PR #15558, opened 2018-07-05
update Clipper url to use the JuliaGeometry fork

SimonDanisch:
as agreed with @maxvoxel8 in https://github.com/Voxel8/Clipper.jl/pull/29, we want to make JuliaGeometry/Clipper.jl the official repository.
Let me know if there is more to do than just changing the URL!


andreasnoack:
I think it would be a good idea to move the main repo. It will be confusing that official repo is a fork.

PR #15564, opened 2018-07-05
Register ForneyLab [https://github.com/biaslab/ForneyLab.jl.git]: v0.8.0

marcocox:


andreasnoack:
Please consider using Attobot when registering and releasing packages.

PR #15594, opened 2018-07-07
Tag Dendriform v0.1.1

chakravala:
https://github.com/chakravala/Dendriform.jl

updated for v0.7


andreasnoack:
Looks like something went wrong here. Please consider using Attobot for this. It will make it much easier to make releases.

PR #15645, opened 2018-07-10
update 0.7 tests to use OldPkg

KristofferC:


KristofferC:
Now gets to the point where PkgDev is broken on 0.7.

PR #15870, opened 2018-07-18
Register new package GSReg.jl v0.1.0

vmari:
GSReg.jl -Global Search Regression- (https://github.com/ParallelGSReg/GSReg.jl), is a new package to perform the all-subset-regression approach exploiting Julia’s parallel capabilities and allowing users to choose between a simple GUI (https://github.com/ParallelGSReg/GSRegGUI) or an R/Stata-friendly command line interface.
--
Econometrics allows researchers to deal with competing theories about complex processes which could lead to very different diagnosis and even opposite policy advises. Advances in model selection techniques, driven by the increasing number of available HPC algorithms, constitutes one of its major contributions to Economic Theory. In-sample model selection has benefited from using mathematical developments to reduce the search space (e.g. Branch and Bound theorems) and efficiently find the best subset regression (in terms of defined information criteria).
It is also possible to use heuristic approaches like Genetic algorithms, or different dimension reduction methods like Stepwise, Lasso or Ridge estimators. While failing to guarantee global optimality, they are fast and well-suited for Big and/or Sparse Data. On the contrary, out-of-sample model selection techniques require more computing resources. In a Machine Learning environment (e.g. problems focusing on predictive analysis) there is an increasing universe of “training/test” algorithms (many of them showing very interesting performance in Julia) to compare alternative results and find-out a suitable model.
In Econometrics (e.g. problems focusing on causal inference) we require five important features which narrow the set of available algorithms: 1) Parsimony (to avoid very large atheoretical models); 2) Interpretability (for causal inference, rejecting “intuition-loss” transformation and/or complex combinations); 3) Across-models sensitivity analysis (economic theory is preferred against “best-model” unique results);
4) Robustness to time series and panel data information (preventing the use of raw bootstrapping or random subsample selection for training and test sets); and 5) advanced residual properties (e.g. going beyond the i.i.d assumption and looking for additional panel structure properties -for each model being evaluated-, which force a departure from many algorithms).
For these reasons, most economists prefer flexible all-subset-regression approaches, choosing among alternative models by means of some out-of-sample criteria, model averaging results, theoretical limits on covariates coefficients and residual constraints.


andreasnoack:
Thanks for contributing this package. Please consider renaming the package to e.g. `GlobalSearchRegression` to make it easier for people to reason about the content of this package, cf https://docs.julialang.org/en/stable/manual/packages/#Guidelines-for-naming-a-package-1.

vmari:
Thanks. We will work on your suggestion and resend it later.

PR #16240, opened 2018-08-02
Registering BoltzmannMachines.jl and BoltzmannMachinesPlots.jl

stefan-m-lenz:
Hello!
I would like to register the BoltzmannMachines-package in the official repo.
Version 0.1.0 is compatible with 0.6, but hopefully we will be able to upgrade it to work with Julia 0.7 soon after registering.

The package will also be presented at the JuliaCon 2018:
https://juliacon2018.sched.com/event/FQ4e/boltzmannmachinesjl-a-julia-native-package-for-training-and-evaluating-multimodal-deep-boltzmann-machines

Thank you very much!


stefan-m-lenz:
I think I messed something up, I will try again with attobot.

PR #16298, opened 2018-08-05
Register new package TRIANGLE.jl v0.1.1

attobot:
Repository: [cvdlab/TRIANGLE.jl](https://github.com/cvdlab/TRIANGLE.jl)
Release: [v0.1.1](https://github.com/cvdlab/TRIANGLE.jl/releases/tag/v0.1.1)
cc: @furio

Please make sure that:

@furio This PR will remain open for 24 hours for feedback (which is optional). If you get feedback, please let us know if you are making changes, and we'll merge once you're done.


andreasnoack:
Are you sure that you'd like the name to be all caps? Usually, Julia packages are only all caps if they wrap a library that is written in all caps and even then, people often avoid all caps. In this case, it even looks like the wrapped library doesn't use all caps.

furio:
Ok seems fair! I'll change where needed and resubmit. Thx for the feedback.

———

PROMPT: Word for word, restate the entries from the first line to the line that has "as agreed with", both included, and nothing else.

ANSWER FOR THIS EXERCISE:
PR #15558, opened 2018-07-05
update Clipper url to use the JuliaGeometry fork

SimonDanisch:
as agreed with @maxvoxel8 in https://github.com/Voxel8/Clipper.jl/pull/29, we want to make JuliaGeometry/Clipper.jl the official repository.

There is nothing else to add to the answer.